Given a map F : (α → β) → (γ → δ) that sends functions eventually equal at l to functions eventually equal at lc, returns a map from Germ l β to Germ lc δ.

def Filter.Germ.liftOn {α : Type u_1} {β : Type u_2} {l : Filter α} {γ : Sort u_5} (f : l.Germ β) (F : (α → β) → γ) (hF : Relator.LiftFun l.EventuallyEq (fun (x1 x2 : γ) => x1 = x2) F F) : γ

Given a germ f : Germ l β and a function F : (α → β) → γ sending eventually equal functions to the same value, returns the value F takes on functions having germ f at l.

@[simp]

theorem Filter.Germ.map'_coe {α : Type u_1} {β : Type u_2} {γ : Type u_3} {δ : Type u_4} {l : Filter α} {lc : Filter γ} (F : (α → β) → γ → δ) (hF : Relator.LiftFun l.EventuallyEq lc.EventuallyEq F F) (f : α → β) : map' F hF ↑f = ↑(F f)

@[simp]

theorem Filter.Germ.coe_eq {α : Type u_1} {β : Type u_2} {l : Filter α} {f g : α → β} : ↑f = ↑g ↔ f =ᶠ[l] g

theorem Filter.EventuallyEq.germ_eq {α : Type u_1} {β : Type u_2} {l : Filter α} {f g : α → β} : f =ᶠ[l] g → ↑f = ↑g

Alias of the reverse direction of Filter.Germ.coe_eq.

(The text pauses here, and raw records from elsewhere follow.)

PR #492, opened 2020-05-07
test.py should require that the SDK be activated

sbc100:
It was working previously by accident because the tests were
using the defaults such as $HOME/.emscripten.  However usage of the
emsdk should really only happen in the emsdk environment where
EM_CONFIG dictates the config location (not just using the default).

This change is needed as precursor to making `--embedded` the default
(in this case the config doesn't live in `$HOME/.emscripten`).

### DIFF
--- a/scripts/test.py
+++ b/scripts/test.py
@@ -9,6 +9,9 @@ import tempfile
 WINDOWS = sys.platform.startswith('win')
 MACOS = sys.platform == 'darwin'
 
+assert 'EM_CONFIG' in os.environ, "emsdk should be activated before running this script"
+
+emconfig = os.environ['EM_CONFIG']
 upstream_emcc = os.path.join('upstream', 'emscripten', 'emcc')
 fastcomp_emcc = os.path.join('fastcomp', 'emscripten', 'emcc')
 emsdk = './emsdk'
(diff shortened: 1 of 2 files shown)


emsdk.py
```diff
@@ -81,6 +78,20 @@
...
+POWERSHELL = bool(os.getenv('EMSDK_POWERSHELL'))
+CSH = bool(os.getenv('EMSDK_CSH'))
+BASH = bool(os.getenv('EMSDK_BASH'))
+CMD = bool(os.getenv('EMSDK_CMD'))
+if not CSH and not POWERSHELL and not BASH and not CMD:
+  # Fall back to default of `cmd` on windows and `bash` otherwise
+  if WINDOWS and not MSYS:
+    CMD = True
+  else:
+    BASH = True
```
kripken, line 92: this change looks unrelated to testing, so the PR is doing more than that? Or is this NFC somehow?

scripts/test.py
```diff
@@ -9,6 +9,9 @@
 WINDOWS = sys.platform.startswith('win')
 MACOS = sys.platform == 'darwin'
 
+assert 'EM_CONFIG' in os.environ, "emsdk should be activated before running this script"
```
kripken, line 12: don't we test activation here? must we do it before as well?

kripken: (and does an activation before not change the tests for activation in this script?)

sbc100: Activating and sdk is not enough; that only creates the config files.

One also needs to run `source emsdk_env.sh` to activate it within the current shell.

emsdk.py
sbc100: Sorry that is a separate change that I'm landing first.

sbc100:
Rebased on top of correct change.

scripts/test.py
kripken: Oh, I think the terminology confused me here. `emsdk activate` does stuff like copy precompiled libc, etc. I assumed that the `activate` you meant.

sbc100: It is a little confusing isn't it.   I guess the job of `activate` is to decide which tools are active.. but unless you run `emsdk_env` when the emsdk itself as a whole is not active if your current shell.

Perhaps we should remind users who run `./emsdk activate` in shells without EMSDK that they still have one more step to actually activate in the current shell.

def Filter.Germ.map {α : Type u_1} {β : Type u_2} {γ : Type u_3} {l : Filter α} (op : β → γ) : l.Germ β → l.Germ γ

Lift a function β → γ to a function Germ l β → Germ l γ.

@[simp]

theorem Filter.Germ.map_coe {α : Type u_1} {β : Type u_2} {γ : Type u_3} {l : Filter α} (op : β → γ) (f : α → β) : map op ↑f = ↑(op ∘ f)

@[simp]

theorem Filter.Germ.map_id {α : Type u_1} {β : Type u_2} {l : Filter α} : map id = id

theorem Filter.Germ.map_map {α : Type u_1} {β : Type u_2} {γ : Type u_3} {δ : Type u_4} {l : Filter α} (op₁ : γ → δ) (op₂ : β → γ) (f : l.Germ β) : map op₁ (map op₂ f) = map (op₁ ∘ op₂) f

def Filter.Germ.map₂ {α : Type u_1} {β : Type u_2} {γ : Type u_3} {δ : Type u_4} {l : Filter α} (op : β → γ → δ) : l.Germ β → l.Germ γ → l.Germ δ

Lift a binary function β → γ → δ to a function Germ l β → Germ l γ → Germ l δ.

@[simp]

theorem Filter.Germ.map₂_coe {α : Type u_1} {β : Type u_2} {γ : Type u_3} {δ : Type u_4} {l : Filter α} (op : β → γ → δ) (f : α → β) (g : α → γ) : map₂ op ↑f ↑g = ↑fun (x : α) => op (f x) (g x)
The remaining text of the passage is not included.